The sandbox for tool function execution isn't properly sandboxed yet. It's fast for dev the way it is and keeps the authoring/review/registration loop tight, but it's explicitly a prototype substrate. The container-based sandbox with network policy enforcement is next, and the code is already set up to accept it.

Memory and context switching are an open problem. A home agent has a continuous life, not a series of isolated Q&A pairs. The plan is a layered memory store — a small task table in SQLite for working memory, recent conversation history per task with embeddings in a separate Qdrant collection, and a long-term semantic store for completed work. But the routing logic ("is this new message about an existing task or a new one?") isn't settled.

Stateful tool functions and assets are wonky. There's an asset delivery mechanism, but it isn't elegant. I need something better here.

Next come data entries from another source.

PR #1603, opened 2019-11-18
add sync option to version command

### LINKED ISSUE #144: peotry version doesn't bump the value in __version__

vanyakosmos:
Sync option will allow to update `__version__` variable alongside with version from `pyproject.toml`.

### Usage example

Search for `__version__` variable in `PACKAGE_NAME.py` or `PACKAGE_NAME/__*.py` and update it based of version in `pyproject.toml`:
```
poetry version --sync
```

Update version in both `pyproject.toml` and version file:
```
poetry version patch --sync
```

Sync `__version__` from `path/to/file` with version in `pyproject.toml`:
```
poetry version --sync path/to/file
poetry version major --sync path/to/file
```

### Info

This PR is less radical (and also less usable, imo) version of #1542. This PR implements changes proposed in #144, but instead of changing AST and recreating the file I used regular expression, because recreation of file from new tree will require additional dependency and regex works just fine.

----- 


finswimmer:
Hello  @vanyakosmos,

thanks a lot for your contribution. :+1:  

However, having the version in multiple places is very error-prone. There should always be only one source of truth.

fin swimmer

None of these are architectural redesigns. They're all fillable slots.

Closing

The short version: a home agent is a fundamentally different problem from a chat-window session, at least for the way I want to use one, and the architecture has to reflect that. Capabilities need somewhere to live that isn't coupled to the reasoning loop. The message fabric has to treat presence, time, and process events as first-class, and let any client join in with a tiny contract, whether it's a speaker bolted to the kitchen wall or the phone in my pocket. The reasoning layer has to consume ambient context without growing a transcript, and the trust model has to make full autonomy safe by default instead of bolting safety on afterward. And if I want the thing to stay useful over years rather than hours, it has to be able to grow its own capabilities.

The first time I tried this I just didn't have the tools. This time I think I do. I'll post again when everything's running in its permanent home and I can wander around the house talking to it.

The home agent running in a chat client on a phone, replying with a response-time stamp under each message
The agent running in a phone client. The stamp under each reply is the round-trip time.